The dataset in hub format just needs to be pulled from S3 bucket to the local instance. It can also be directly streamed from S3.

In [None]:
hub_url = "./imagenet-hub"
s3_url = "s3://internal-datasets/imagenet-classification/imagenet2012/"
dataset = hub.Dataset(s3_url)
dataset.copy(hub_url)

# Timing the Read Access of WebDataset

Now that the dataset has been sharded for WebDataset, we can start making the dataloaders to iterate over the dataset and time the read access overhead.

We define the parameters with which we want to test the functions.

In [None]:
WORKERS = [24, 16, 8, 4]
batch_size = 1000


def employ(workers):
    def decorator(f):
        def wrapper(*args):
            times = []
            for n in workers:
                times.append(f(*args, n))
            return np.round(times, 3)
        return wrapper
    return decorator

In [None]:
@employ(WORKERS)
def time_webdataset(url, batch_size, num_workers=1):
    dataset = wds.Dataset(url)
    loader = torch.utils.data.DataLoader(
        dataset,
        batch_size=batch_size,
        num_workers=num_workers
    )
    start = time.time()
    for  name, inputs, targets in loader:
        _, x, y =  name, inputs, targets
    end = time.time()
    return end - start

# Timing the Read Access of Hub converted to PyTorch

Since WebDataset is based on PyTorch and Hub offers PyTorch integration, it would be useful to compare Hub's performance when converted to PyTorch locally.

In [None]:
@employ(WORKERS)
def time_hub(url, batch_size, num_workers=1):
    dataset = hub.Dataset(url)
    dataset = dataset.to_pytorch()
    loader = torch.utils.data.DataLoader(
        dataset,
        batch_size=batch_size,
        num_workers=num_workers,
        collate_fn=lambda b: b
    )
    start = time.time()
    for batch in loader:
        pass
    end = time.time()
    return end - start

## Running the Experiment

Now that we have all the utility functions, we can run the functions.

In [None]:
time_webdataset(webdataset_url, batch_size)

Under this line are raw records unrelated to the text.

PR #16795, opened 2026-09-04
enterprises: smoother finances reports attachment caching (fixes #16777)

### LINKED ISSUE #16777: Cache the enterprise attachment existence check out of the row-bind path
## What

Two enterprise adapters do a disk stat on the UI thread for every visible row, on every recycle.

**Files:**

array([232.544, 252.853, 235.366, 198.742])

In [None]:
time_hub(hub_url, batch_size)

array([408.312, 375.634, 417.064, 477.035])

To improve Hub's performance, we use the remote version of Hub with a smaller batch size.

In [None]:
batch_size = 96

In [None]:
time_hub(hub_url, batch_size)

array([270.917, 254.519, 251.943, 289.542])

We can also test Hub on streaming data remotely from S3.

In [None]:
time_hub(s3_url, batch_size)

array([1688.301, 2683.032, 4825.543, 7982.483])

The result is that Webdataset is 1.007-2.400x faster than Hub, depending on the configurations. Essentially, their performance is roughly the same, with a minor advantage of Webdataset, however given how much time is saved by avoiding any preprocessing with Hub, it is a more optimal choice for most dataset users.